ASSIGNMENT: State, as a bare number, how many lines below contain "want".

** DATASET CONTENT follows **

PR #3875, opened 2024-06-03
Proposal: Bundled streams w/ self-identification

handrews:
_[**NOTE**: Please prioritize the open 3.0.4 and 3.1.1 PRs]_

This adds a proposal for bundling both OAS (including full 3.1 support) and Arazzo using YAML native streams or any of several JSON document stream formats.  It includes self-identification of documents to ensure that all references within the stream can be resolved without looking outside of the stream (except for External Documents).

Also paging @frankkilcommins for the Arazzo aspect (GitHub won't let me make you a reviewer, for who knows what reason).


proposals/2024-06-01-Self-Identification-and-Bundling.md
```diff
@@ -0,0 +1,123 @@
...
+
+### Most tools do not fully support OAS 3.1
+
+Many referencing preprocessors only work in OAS 3.0 or earlier, because they violate the [full-document, JSON Schema keyword-aware](https://github.com/OAI/OpenAPI-Specification/pull/3758).  Supporting referencing as a preprocessor requires handling not only the [many different `$ref` variations](https://github.com/OAI/Arazzo-Specification/issues/181#issuecomment-2085586524), but also the `$id`, `$anchor`, `$dynamicAnchor`, and `$dynamicRef` keywords.  While it is theoretically possible to preprocess `$dynamicRef` (aside from circular references), it can cause an [exponential growth in document size](https://arxiv.org/pdf/2307.10034).  Dynamic referencing is an important technique for [modeling generic data types](https://github.com/OAI/OpenAPI-Specification/pull/3714).
```
ralfhandl, line 38:
```suggestion
Many referencing preprocessors only work in OAS 3.0 or earlier, because they violate the [full-document, JSON Schema keyword-aware parsing requirement](https://github.com/OAI/OpenAPI-Specification/pull/3758).  Supporting referencing as a preprocessor requires handling not only the [many different `$ref` variations](https://github.com/OAI/Arazzo-Specification/issues/181#issuecomment-2085586524), but also the `$id`, `$anchor`, `$dynamicAnchor`, and `$dynamicRef` keywords.  While it is theoretically possible to preprocess `$dynamicRef` (aside from circular references), it can cause an [exponential growth in document size](https://arxiv.org/pdf/2307.10034).  Dynamic referencing is an important technique for [modeling generic data types](https://github.com/OAI/OpenAPI-Specification/pull/3714).
```

proposals/2024-06-01-Self-Identification-and-Bundling.md
```diff
@@ -0,0 +1,123 @@
...
+Building on the JSON Schema bundling model will ensure that, as much as possible:
+
+* New behavior will be identical or at least analogous to behavior that is already required, making it easier to support
+* The mental model will parallel one that is already successful
+
+## Proposed solution
+
+These challenges can be solved by combining two already-existing concepts:
+
+1. A simplified analog of JSON Schema's `$id` that appears in exactly one place: the `self` field in root OpenAPI Objects / Arazzo Objects
```
ralfhandl, line 59:
```suggestion
1. A simplified analog of JSON Schema's `$id` that appears in exactly one place: a new `self` field in root OpenAPI Objects / Arazzo Objects
```

proposals/2024-06-01-Self-Identification-and-Bundling.md
```diff
@@ -0,0 +1,123 @@
...
+
+...
+
+\#\# OpenAPI Description Structure
+
+...
+
+\#\#\# Bundling Documents as YAML or JSON Streams
+
+Multiple OpenAPI Description documents MAY be bundled in a YAML stream ([RFC 9512 §3.2](https://www.rfc-editor.org/rfc/rfc9512.html#name-yaml-streams)) or a JSON streaming format such as JSON Text Sequences [RFC 7464](https://www.rfc-editor.org/rfc/rfc7464), [JSON Lines](https://jsonlines.org/), or [NDJSON](https://github.com/ndjson/ndjson-spec).  Documents bundled in this way MUST set their own URI using the `self` field in the [OpenAPI Object](#oasObject).  If a document in the stream has `self` set to a relative URI-reference, it MUST be resolved relative to the location of the entire stream.  However, it is strongly RECOMMENDED to set `self` to an absolute-URI for use within multi-document streams.
```
ralfhandl, line 88:
```suggestion
Multiple OpenAPI Description documents MAY be bundled in a YAML stream ([RFC 9512 §3.2](https://www.rfc-editor.org/rfc/rfc9512.html#name-yaml-streams)) or a JSON streaming format such as JSON Text Sequences [RFC 7464](https://www.rfc-editor.org/rfc/rfc7464), [JSON Lines](https://jsonlines.org/), or [NDJSON](https://github.com/ndjson/ndjson-spec).  Documents bundled in this way MUST set their own URI using the `self` field in the [OpenAPI Object](#oasObject).  If a document in the stream has `self` set to a relative URI-reference, it MUST be resolved relative to the location of the entire stream.  However, it is strongly RECOMMENDED to set `self` to an absolute URI for use within multi-document streams.
```

proposals/2024-06-01-Self-Identification-and-Bundling.md
```diff
@@ -0,0 +1,123 @@
...
+
+As [OAS 3.1.1 clarifies](https://github.com/OAI/OpenAPI-Specification/pull/3758), it is already mandatory to separate location and identity for Schema Object support.  Currently, associating a URI other than the current URL with a document to meet this requirement has to be done externally.  Many tools effectively support this in the form of allowing the retrieval URL to be set manually, without verifying that the document actually lives at the given URL.
+
+The various streaming formats do not state how to resolve links among the parts, as noted in [RFC 9512 YAML Media Type §3.2](https://www.rfc-editor.org/rfc/rfc9512.html#name-yaml-streams), which makes an explicit analogy to `application/json-seq` for this behavior.  
+
+A `self` field that is a relative URI-reference would be resolved against the document location just as all Reference Object and similar URIs are resolved in OAS 3.1.  A relative reference within a stream would resolve against the URL of the entire stream; however it is probably better to either RECOMMEND or require (MUST) resolving `self` to an absolute-URI when bundling into a stream for maximum predictability.
```
ralfhandl, line 72:
```suggestion
A `self` field that is a relative URI-reference would be resolved against the document location just as all Reference Object and similar URIs are resolved in OAS 3.1.  A relative reference within a stream would resolve against the URL of the entire stream; however it is probably better to either RECOMMEND or require (MUST) resolving `self` to an absolute URI when bundling into a stream for maximum predictability.
```

proposals/2024-06-01-Self-Identification-and-Bundling.md
```diff
@@ -0,0 +1,123 @@
...
+
+\#\#\# Fixed Fields
+
+Field Name | Type | Description
+---|:---|:---
+self | `URI-reference` (without a fragment) | Sets the URI of this document, which also serves as its base URI in accordance with [RFC 3986 §5.1.1](https://www.rfc-editor.org/rfc/rfc3986#section-5.1.1); the value MUST NOT be the empty string and MUST NOT contain a fragment
+
+## Backwards compatibility
+
+OAS 3.2 and Arazzo 1.1 documents that do not use the `self` field will be have exactly the same as OAS 3.1 and Arazzo 1.0 documents.  The change in minor version is sufficient to manage the compatibility issues, as no software that only supports up to 3.1/1.0 should attempt to parse 3.2/1.1 documents.
```
ralfhandl, line 106:
```suggestion
OAS 3.2 and Arazzo 1.1 documents that do not use the `self` field will behave exactly the same as OAS 3.1 and Arazzo 1.0 documents.  The change in minor version is sufficient to manage the compatibility issues, as no software that only supports up to 3.1/1.0 should attempt to parse 3.2/1.1 documents.
```

ralfhandl (commented):
+1, minor nits

ralfhandl (approved):

proposals/2024-06-01-Self-Identification-and-Bundling.md
```diff
@@ -0,0 +1,123 @@
...
+|---- | ---------------- | ---------- |
+|2024-06-01 | @handrews | Initial submission
+
+## Introduction
+
+Poor support for external references has fractured the OAS tooling landscape, with many tools requiring multi-document OpenAPI Descriptions (OADs) to be combined into a single document.  Arazzo requires resolving sources and runtime expressions from multiple OADs, each of which might consist of multiple documents.  There is no way to combine all of the OAD and Arazzo documents involved into a single document, but an alternate solution would be a bundle similar to [what we recommend on our blog for bundling Schema Objects](https://www.openapis.org/blog/2021/08/23/json-schema-bundling-finally-formalised).  This would require a similar mechanism to JSON Schema's `$id` for OAS and Arazzo documents and the components within them.  It would also provide an alternative to current multi-to-single-document OAD tools, most (possibly all) of which do not fully support OAS 3.1, and allow for _lossless bundling of identifiable components_, which is increasingly needed by industry standards groups publishing API "building blocks" for use across many APIs by many different providers.
```
mikekistler, line 24: > There is no way to combine all of the OAD and Arazzo documents involved into a single document

I'd like to understand why this is the case. What about just OAD documents?

kevinswiber: Objects in descriptions are scoped to the document in which they originate. We don't really have semantics for merging multiple documents. In some cases, it would involve renaming unique identifiers like map keys. Tools that have done this create an inconsistent experience, and to reverse the process requires a source map of some kind. Maintaining document identity in a multi-document scenario obviates the need for that.

handrews: @mikekistler basically what @kevinswiber said, but I'll add two things:

I chatted with someone on some Slack a while ago who was having a lot of problems because his "merge to a single document" tools that he needed in order to get something (AWS gateway, maybe?) to accept the OAD was messing things up with what it though were "safe" transformations.  As Kevin pointed out, there are a lot of choices that tools doing this have to make, and those can be surprising and sometimes breaking.  When you start with a single document, split it, and then use the same toolchain to re-combine the pieces, that works quite well because the split and combine tool are the same and make the same assumptions.  But mixing toolchains doesn't work well here.

Another way to look at it is to look at how [JSON Schema bundling works](https://www.openapis.org/blog/2021/08/23/json-schema-bundling-finally-formalised).  It relies heavily on `"$id"` to preserve not just the referencing behavior but the literal reference values.  This way there isn't any "rewriting" of the documents, and no need to merge them.  They are simply placed in the standard location (`"$defs"`) and used in a way that the name under `"$defs"` is irrelevant.

As briefly mentioned in the call this morning, if we want to support `"$id"` (or an equivalent named differently to reduce confusion with JSON Schema) in every Object type in the OAS and Arazzo, we could absolutely implement single-document bundling.  But nested `"$id"`s make it much harder to determine the base URI, which is something that tooling vendors seem to struggle with (or are just indifferent to) as it is.  Using a document stream minimizes the changes and implementation work involved.

I'm trying to get the maximum improvement for the minimum effort with this proposal.

proposals/2024-06-01-Self-Identification-and-Bundling.md
```diff
@@ -0,0 +1,123 @@
...
+
+The author of this proposal is not aware of any reference preprocessing tool that fully supports OAS 3.1, although the last comprehensive survey on this was done in 2022.
+
+### Arazzo not supported
+
+All current tools depend on it being possible to structure OADs as single JSON or YAML documents.  This is not possible with Arazzo, as it coordinates multiple OADs without being part of any of them.  We do not yet know how much of a challenge this will be for Arazzo, but history suggests that the ecosystem will be healthier if a clear solution is endorsed early on.
```
kevinswiber, line 44: Could we make composite keys using an identifier for the root OAD?

proposals/2024-06-01-Self-Identification-and-Bundling.md
```diff
@@ -0,0 +1,123 @@
...
+
+...
+
+\#\# OpenAPI Object
+
+\#\#\# Fixed Fields
+
+Field Name | Type | Description
+---|:---|:---
+self | `URI-reference` (without a fragment) | Sets the URI of this document, which also serves as its base URI in accordance with [RFC 3986 §5.1.1](https://www.rfc-editor.org/rfc/rfc3986#section-5.1.1); the value MUST NOT be the empty string and MUST NOT contain a fragment
```
kevinswiber, line 102: For interleaving multiple OAD streams, we could also include an optional field to identify the bundle, perhaps using the entry document ID.  Ideally, it would allow multiple bundles to prevent duplicating documents in certain scenarios, but I'm usually the odd one out for being cool with arrays.

proposals/2024-06-01-Self-Identification-and-Bundling.md
handrews: @kevinswiber Arazzo identifying targets in OADs is not a problem, if that's what you mean.  I'm just kind-of assuming that since multi-document support has been a challenge (or just not viewed as cost-effective) for our community, publishing a spec that depends on reading and using multiple documents seems a touch risky.

proposals/2024-06-01-Self-Identification-and-Bundling.md
handrews: @kevinswiber I think this would be a good further direction, but I worry about making the initial thing too complicated.  Really, the only thing you need to solve for having multiple OADs in a stream is how to identify each entry document.  This proposal just says "the first document in the stream is the entry document", which means there can only be one clear OAD in the stream.  But there's no reason you couldn't get a stream, and then select (by URI) each entry document you want to try to parse from the stream.  As long as all needed documents are in the stream, it would work fine.

handrews:
Per yesterday's TDC call, I am going to split this into two proposals, as the `self` field met with wide acceptance, while there are still questions and concerns about bundling.  Ironically, these two were only together because I though the bundling piece would be enthusiastically embraced, and would be the only way to sell folks on the `self` field 🙃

** End of DATASET CONTENT **

ANSWER SECTION: 2